We have a server with an external SATA disk enclosure. The enclosure has three port multiplier based (E)SATA channels, each with five drive bays on them; we currently have ten disks in the enclosure, all identical, taking up the full capacity of two channels. The server is running 64-bit Ubuntu 12.04. We recently moved the server from our test area to our production machine room, which was when we discovered the mystery: under specific circumstances, exactly one disk is not seen by the server.
If you power off the external enclosure and the server, the first time the server boots it will not see one specific disk bay on the enclosure. This is not just that the disk in the disk bay doesn't respond fast enough; the disk remains invisible no matter how long you let it sit. Rebooting the server will make the disk reappear, as will hotplugging the disk (pulling out its disk sled just enough to cut power, then pushing it back in). This doesn't happen if just the server itself is powered down; as long as the disk enclosure stays powered on, all is fine. So far this could be a whole list of things. Unfortunately this is where it gets weird. First, it's not the disk itself; we've swapped disks between bays and the problem stays with the specific bay. Next, it's not a straightforward hardware failure in the enclosure or anything directly related to it; at this point we've swapped the disk enclosure itself (with a spare), the ESATA cables, and the ESATA controller card in the server.

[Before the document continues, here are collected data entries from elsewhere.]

PR #2138, opened 2020-10-10
add .editorconfig file

### LINKED ISSUE #2125: Add a .editorconfig file
This is an easy one if someone's looking for a way to get involved with open source: https://github.com/dpkp/kafka-python/pull/2040#discussion_r490231719

add an `.editorconfig` file to specify newlines at end of file, spaces rather than tabs, etc.

lixiaoqity:
Fix #2125 

This file is used to keep all the files consistent. It is convenient for other people to contribute to the same project.

### DIFF
--- a/.editorconfig
+++ b/.editorconfig
@@ -1,0 +1,12 @@
+# http://editorconfig.org
+root = true
+
+[*]
+indent_style = space
+indent_size = 2
+charset = utf-8
+trim_trailing_whitespace = true
+insert_final_newline = true
+
+[*.md]
+trim_trailing_whitespace = false


.editorconfig
```diff
@@ -0,0 +1,12 @@
+# http://editorconfig.org
+root = true
+
+[*]
+indent_style = space
+indent_size = 2
```
jeffwidman, line 6: python should have 4 spaces for indents... it should probably be specified in a specific subsection so that our JSON files (CI config, etc) are still 2 space indents.

.editorconfig
```diff
@@ -0,0 +1,12 @@
...
+charset = utf-8
+trim_trailing_whitespace = true
+insert_final_newline = true
+
+[*.md]
+trim_trailing_whitespace = false
```
jeffwidman, line 12: looks like this file is lacking the `insert_final_newline`? 😀

jeffwidman (commented):
Thanks for putting this together... Did you look around at other python-based projects? IMO this is missing some specs...

.editorconfig
lixiaoqity: Yes, python files usually have 4 spaces. I have fixed it and add the final newline style for the .md file. Thanks.

.editorconfig
```diff
@@ -0,0 +1,16 @@
...
+charset = utf-8
+trim_trailing_whitespace = true
+insert_final_newline = true
+
+[*.py]
+indent_size = 4
+
+[*.md]
+trim_trailing_whitespace = false
+insert_final_newline = false
```
jeffwidman, line 16: Why are these both false for markdown? Why not make them true (or more concisely, simply drop the markdown specific section since it is identical to the global config)

jeffwidman:
Thanks for updating! Can you clarify why the markdown section has these configs? The other stuff looks good...

.editorconfig
lixiaoqity: These are only common writing formats for some special files. I think it is fine not to add blank line or remove any whitespace characters preceding newline characters in Markdown file. You can set what you want. Just keep all the files consistent. Thanks.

(To cut a long story short, it's quite possible that the problem has been there all along. Nor do we have any other copies of this model of disk enclosure around where we can be sure that they don't have the problem (since we have two more of these enclosures in production, this is making me nervous).)
One of the many things that really puzzles me about this is trying to come up with an explanation for why this could be happening. For instance, why does the disk become visible if we merely reboot the server?
I don't usually run into problems like these, which I'm generally very thankful for. But every so often something really odd comes up and apparently this is one of those times.
(Also, I guess power-fail tests are going to have to become a standard thing that we do before we put machines into production. If this kind of fault can happen once it can happen more than once, and we'd really like not to find out about it after the first time we have to power cycle all of this stuff in production.)
PS: Now you may be able to guess why I have a sudden new interest in how modern Linux assembles RAID arrays. It certainly hasn't helped testing that the drives have a RAID-6 array on them that we'd rather not have explode, especially when resyncs take about 24 hours.
Sidebar: Tests we should do
Since I've been coming up with these ideas in the course of writing this entry, I'm going to put them down here:
- Reorder the ESATA cables (changing the mapping between ESATA controller
card ports and the enclosure's channels). If the faulted bay
changed to the other channel it would mean that the problem isn't in
the enclosure but is something upstream.
- 'Hotswap' another drive on the channel to see if the invisible disk then becomes visible due to the full channel reset et al.
I'm already planning to roll more recent kernels than the normal Ubuntu 12.04 one on to the machine to see what happens, but that's starting to grasp at straws.